Additionally, falls are one of the key factors that result in loss of independence for seniors, and St. Joseph’s began a falls prevention initiative that included education for care teams and patients, along with conducting home assessments and removing slipping and tripping hazards.

Ciavarella said they have seen declining fall rates since implementation, and the rate of falls for St. Joseph’s Home Care clients is below the provincial norm.

Building relationships and breaking down silos

Although health care in Canada is funded by the government, individual organizations are not seeing budget increases and are facing many of the same fiscal constraints as their American counterparts.

Being part of a larger system allows the home-care division to build a close relationship with the hospital, which is both a necessity and an advantage in reducing costs across the entire health-care system.

Ciavarella said the board of directors and executive team for the three St. Joseph’s organizations in the city of Hamilton–which include an acute-care and research hospital and divisions for long-term care and home care–is under the same governance and management structure.

Last year, all three organizations adopted a joint five-year strategic plan that will transform how they work together by breaking down barriers, using research to inform and innovate the path of clinical excellence, and engaging their people, both staff and patients, within the process.

“We are uniquely positioned to offer the continuum of care and advocate at a higher level than just home care,” Ciavarella said. “We want to break down traditional barriers in healthcare.”

One major initiative is a pilot program that spans the entire health system. The Change Foundation released a paper in June 2009 about people’s experiences receiving home care after being hospitalized.

The report found 37 areas of improvement and noted that “I Don’t Know,” which is the title of the report, was the most commonly heard phrase from patients when asked what was happening next in their care journey.

Ciavarella said St. Joseph’s took that report and mapped a new model of care from the patient perspective, looking at what patients value in the health-care experience. The map, which included all steps from the pre-op visit at the hospital to being discharged from home-care services in the community, was 50 feet in length and had 92 steps.

“With 92 steps, it’s no wonder why patients’ information was getting lost and the follow-up could take days ,” she said. “We were able to cut that process by a third initially and continue to refine the process today with feedback we receive from patients and staff involved with the program.”

For the pilot program, the system focused on patient-population groups, such as short-stay surgery and chronic diseases. Each patient who presents to a St. Joseph’s hospital with one of these conditions is assigned a coordinator for their entire episode of care.

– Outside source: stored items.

PR #127, opened 2024-07-17
VB-4196 Remove past/cancelled links

tpmcgowan:
Temporarily remove the links to view past/cancelled visits until these pages are built.


hutcheonb-moj (approved):
LGTM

Ciavarella said the system saw a reduction in hospital length of stays and readmissions and home-care visit times were cut in half. She added that the program has worked best for the short-stay surgery population, and patient satisfaction has been extremely high.

St. Joseph’s Home Care will continue to look for ways to collaborate with the hospital and develop new models of care oriented around meeting the needs of the new group of seniors who will be seeking home-care services.

“We have to break down the silos in health care,” Ciavarella said. “We have one patient, and when we focus on the patient and quality, we will get better outcomes and better efficiency.”